Kansei Engineering (KE) is a user-oriented technology combing customer psychological feelings and engineering for designing and developing products. Conventionally, questionnaire surveys have been extensively applied for understanding customers’ affective demands, responses and evaluations. However, the questionnaire is usually time-consuming, labour-intensive and small in data size. Online customer reviews provide trustable, continuously updated and free customers’ responses. Existing studies generally focus on the polarity classification of the positivity and negativity of the review texts. This study proposes an opinion mining approach based on KE and machine learning to extract and measure users’ affective responses to products from online customer reviews. Five types of machine learning algorithms are applied, including Support Vector Machine (SVM), Support Vector Regression (SVR), Classification and Regression Tree (CART), Multi-Layer Perceptron (MLP) and Ridge Regression (RR). An experiment has been conducted to illustrate the proposed approach. The results show that SVM+SVR is the best performer. It achieved a recall, precision and F1 score of more than 80% for the classification of the soft-hard attribute with the smallest mean square error. Based on the proposed method, designers and manufacturers can effectively know customers’ responses to products through inputting the review texts to facilitate the process of product design.

Disclosure statement

No potential conflict of interest was reported by the authors.

Correction Statement

This article has been republished with minor changes.

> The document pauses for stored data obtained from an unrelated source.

PR #14788, opened 2024-08-16
add curve utilities to create curves interpolating/easing between two values

RobWalt:
# Objective

Citing @mweatherley 

> There is a lot of shortfall for simple cases— e.g., we should have library functions for making a curve connecting two points, eased versions of that, and so on.

## Solution

This PR implements

- a simple `Easing` trait which is implemented for all `impl Curve<f32>` types. We can't really guarantee that these curves have unit interval domain, which some people would probably expect, but it is documented that this isn't the case for these types and we redirect to `EasingCurve` which is used for that purpose
- an `EasingCurve` struct, which is used to interpolate between two values `start` and `end` using a `impl Easing` curve where the curve will be guaranteed to be reparametrized
- a `LinearCurve` which linearly interpolates between two values `start` and `end`
- a `CubicBezierCurve` which interpolates between `start` and `end` values using a `CubicSegment`
- a `StepCurve` which interpolates between `start` and `end` with an step-function with `n` steps
- an `ElasticCurve` which interpolates between `start` and `end` with spring like behavior where the elasticity of the spring is configurable
- some `FunctionCurve` easing curves for different popular functions including: `quadratic_ease_in`, `quadratic_ease_out`, `smoothstep`, `identity`

## Testing

- there are a few new tests for all of these in the main module

PR #15675, opened 2024-10-06
Add most common interpolations

mockersf:
# Objective

- Followup for #14788 
- Support most usual ease function

## Solution

- Use the crate [`interpolation`](https://docs.rs/interpolation/0.3.0/interpolation/trait.Ease.html) which has them all
- it's already used by bevy_easings, bevy_tweening, be_tween, bevy_tweening_captured, bevy_enoki, kayak_ui in the Bevy ecosystem for various easing/tweening/interpolation

### DIFF
--- a/crates/bevy_math/src/curve/easing.rs
+++ b/crates/bevy_math/src/curve/easing.rs
@@ -1,6 +1,8 @@
 //! Module containing different [`Easing`] curves to control the transition between two values and
 //! the [`EasingCurve`] struct to make use of them.
 
+use interpolation::{Ease, EaseFunction};
+
 use crate::{
     ops::{self, FloatPow},
     VectorSpace,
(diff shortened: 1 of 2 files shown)


NthTensor (changes requested):
I think we actually want to `impl Easing<f32>` for the easing functions?

alice-i-cecile (approved):

mockersf:
> I think we actually want to `impl Easing<f32>` for the easing functions? `Easing` is intended for general easing methods that interp between `(0,0)` and `(0,1)`. `EasingCurve` is parameterized by two values and one of the eazing methods.

trying with
```rust
impl Curve<f32> for EaseFunction {
    fn domain(&self) -> Interval {
        Interval::UNIT
    }

    fn sample_unchecked(&self, t: f32) -> f32 {
        t.calc(*self)
    }
}
```

fails with
```
conflicting implementations of trait `Curve<f32>` for type `EaseFunction`
upstream crates may add a new impl of trait `std::ops::Deref` for type `interpolation::EaseFunction` in future versions
```

because of the blanket impl
```rust
impl<T, C, D> Curve<T> for D
where
    C: Curve<T> + ?Sized,
    D: Deref<Target = C>,
{
    fn domain(&self) -> Interval {
        <C as Curve<T>>::domain(self)
    }

    fn sample_unchecked(&self, t: f32) -> T {
        <C as Curve<T>>::sample_unchecked(self, t)
    }
}
```

I copied the whole enum, that way I can add doc comments which the original crate is lacking of

@NthTensor is that better?

mweatherley:
Hmm... I think the thing most in line with the current philosophy would be something similar to`EasingCurve::new` that takes the desired start and end values (`T: VectorSpace`) together with an `EaseFunction` and then does the same thing as `new` after mapping the variants to their actual functions. The nice thing about how things are set up with `new` is that:
1. Targeting the start and end values makes explicit reparametrizations less necessary; if you want a cubically eased line segment between two `Vec3`s, you can just call it with those start and end values.
2. Since easing curves valued in `f32` are something you often reparametrize by, it's convenient even in the `f32` case to allow `start` and `end` to be specified as something other than `0` and `1` (e.g. the `start` and `end` of a given curve's domain interval), so that you can avoid an intermediate linear reparametrization.

NthTensor:
This api feels a tiny bit over designed. Could easing just be a function? I'm not sure using the full power of the curve trait is necessary.

crates/bevy_math/src/curve/easing.rs
```diff
@@ -296,3 +297,121 @@ impl ElasticCurve {
         Self { omega }
     }
 }
+
+/// Curve functions over the [unit interval], commonly used for easing transitions.
+///
+/// [unit interval]: `Interval::UNIT`
+#[derive(Debug, Copy, Clone, PartialEq)]
```
alice-i-cecile, line 304: I would really like this to be Reflect, so you can twiddle this in inspectors.

mweatherley:
> This api feels a tiny bit over designed. Could `Easing` just be a function? I'm not sure using the full power of the curve trait is necessary.

I don't really care about the `Easing` trait, but the high-level goal here is basically just to make it very easy to create a curve that links two things. If I recall correctly, I originally pitched this as an API that was basically like this:
```rust
let my_curve = curve_between(start_value, end_value, easing_fn);
```
The point was that it would produce a curve parametrized over the unit interval that started at `start_value` and ended at `end_value`, with how long it lingered at each end or whatever determined by `easing_fn`. We basically have that in `EasingCurve::new`, although I might still prefer if the API were just a library function.

From that angle, the wrinkle here is that `EaseFunction` provides a bunch of good values of `easing_fn` which we want to expose in a natural way, which is why I'm basically inclined towards something which still looks like `curve_between` but takes the canned enum as input instead of `easing_fn`.

NthTensor:
> Actually, if that were even the entire API, I would probably be fine with that, too.

Yep.

tychedelia:
> (EDIT: One other nice thing about using a canned enum is that, if the struct stores the enum value internally, it behaves much more nicely with respect to `Reflect` than an arbitrary `Fn` thing would, which is to say you'd actually be able to play with it in an editor or something.)

This is really important to support. My users will LOVE this feature, but it needs to be discoverable in the way that an enum provides. You can always add an enum variant that contains a custom fn too, if needed.

crates/bevy_math/src/curve/easing.rs
mockersf: added serialisation while I'm at it!

bushrat011899 (approved):
Nice to have these built-in!

alice-i-cecile:
Thank you to everyone involved with the authoring or reviewing of this PR! This work is relatively important and needs release notes! Head over to https://github.com/bevyengine/bevy-website/issues/1719 if you'd like to help out.

PR #15538, opened 2024-09-30
Add Support for Triggering Events via `AnimationEvent`s

atornity:
# Objective

Add support for events that can be triggered from animation clips. This is useful when you need something to happen at a specific time in an animation. For example, playing a sound every time a characters feet hits the ground when walking.

Closes #15494 

## Solution

Added a new field to `AnimationClip`: `events`, which contains a list of `AnimationEvent`s. These are automatically triggered in `animate_targets` and `trigger_untargeted_animation_events`. 

## Testing

Added a couple of tests and example (`animation_events.rs`) to make sure events are triggered when expected.

---

## Showcase

`Events` need to also implement `AnimationEvent` and `Reflect` to be used with animations.

```rust
#[derive(Event, AnimationEvent, Reflect)]
struct SomeEvent;
```

Events can be added to an `AnimationClip` by specifying a time and event.

```rust
// trigger an event after 1.0 second
animation_clip.add_event(1.0, SomeEvent);
```

And optionally, providing a target id.

```rust
let id = AnimationTargetId::from_iter(["shoulder", "arm", "hand"]);
animation_clip.add_event_to_target(id, 1.0, HandEvent);
```

I modified the `animated_fox` example to show off the feature.

CleanShot 2024-10-05 at 02 41 57

PR #15677, opened 2024-10-06
Don't trigger animation events when paused

atornity:
# Objective

Pausing the `animated_fox` example perfectly as one of the feet hits the ground causes the event to be triggered every frame. 

Context: #15538

## Solution

Don't trigger animation events if the animation is paused.

## Testing

Ran the example, I no longer see the issue.

### DIFF
--- a/crates/bevy_animation/src/lib.rs
+++ b/crates/bevy_animation/src/lib.rs
@@ -1144,7 +1144,9 @@ pub fn animate_targets(
                         };
 
                         // Trigger all animation events that occurred this tick, if any.
-                        if let Some(triggered_events) = TriggeredEvents::from_animation(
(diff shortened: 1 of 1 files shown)


alice-i-cecile (approved):
I think this would be clearer with an && !paused style, but I won't block on that.

atornity:
> I think this would be clearer with an && !paused style, but I won't block on that.

That's unstable for if `let` expressions. I could nest the `if let` inside a `if paused` if that's preferable.

alice-i-cecile:
Curse you unstable Rust features. Mild preference for nesting.

mweatherley (approved):

mockersf (approved):

PR #15678, opened 2024-10-06
Read back full screen state from window on macOS

coreh:
# Objective

I'm trying to display on a menu screen of my game the Windowed/Full screen state. However, on macOS it's possible for the user to trigger borderless fullscreen directly from the window controls, which results in a stale/wrong state displayed.

## Solution

- Add logic to read back full screen state and apply it to the window when the user directly makes it full screen via the window controls on macOS

## Testing

- Did you test these changes? If so, how? Yes, mostly on my game
- Are there any parts that need more testing? I'm not sure if this has performance implications, as the call might be blocking on the UI thread. However, unscientifically I didn't notice any degradation.
- How can other people (reviewers) test your changes? Is there anything specific they need to know? Adding log statements to the match branches should suffice.
- If relevant, what platforms did you test these changes on, and are there any important ones you can't test? Just macOS

### DIFF
--- a/crates/bevy_winit/src/system.rs
+++ b/crates/bevy_winit/src/system.rs
@@ -9,10 +9,12 @@ use bevy_ecs::{
 use bevy_input::keyboard::KeyboardFocusLost;
 use bevy_utils::tracing::{error, info, warn};
 use bevy_window::{
-    ClosingWindow, Monitor, MonitorSelection, PrimaryMonitor, RawHandleWrapper, VideoMode, Window,
-    WindowClosed, WindowClosing, WindowCreated, WindowFocused, WindowMode, WindowResized,
-    WindowWrapper,
+    ClosingWindow, Monitor, PrimaryMonitor, RawHandleWrapper, VideoMode, Window, WindowClosed,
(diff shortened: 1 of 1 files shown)


mockersf:
does winit sends a resolution changed event when the user changes the window controls? I think it would be better to add this when the window reacts to a corresponding event from winit

crates/bevy_winit/src/system.rs
```diff
@@ -327,6 +330,17 @@ pub(crate) fn changed_windows(
                     winit_window.set_fullscreen(new_mode);
                 }
             }
+        } else {
+            #[cfg(target_os = "macos")]
+            match (winit_window.fullscreen(), window.mode) {
+                (Some(winit::window::Fullscreen::Borderless(_)), WindowMode::Windowed) => {
+                    window.mode = WindowMode::BorderlessFullscreen(MonitorSelection::Current);
```
tychedelia, line 337: We should probably make sure we are copying the correct monitor returned from `winit` rather than just defaulting to `Current`.

alice-i-cecile:
Should we be upstreaming this fix to `winit` instead?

These changes do not impact the academic content of the article.

Additional information

Funding

This work was supported by National Natural Science Foundation of China under Grant [51405089]; Science and Technology Planning Project of Guangdong Province under [2015B010131008 and 2015B090921007]; China Postdoctoral Science Foundation under [2018M630928]; and Natural Science Foundation of Guangdong Province under [2018A0303130035].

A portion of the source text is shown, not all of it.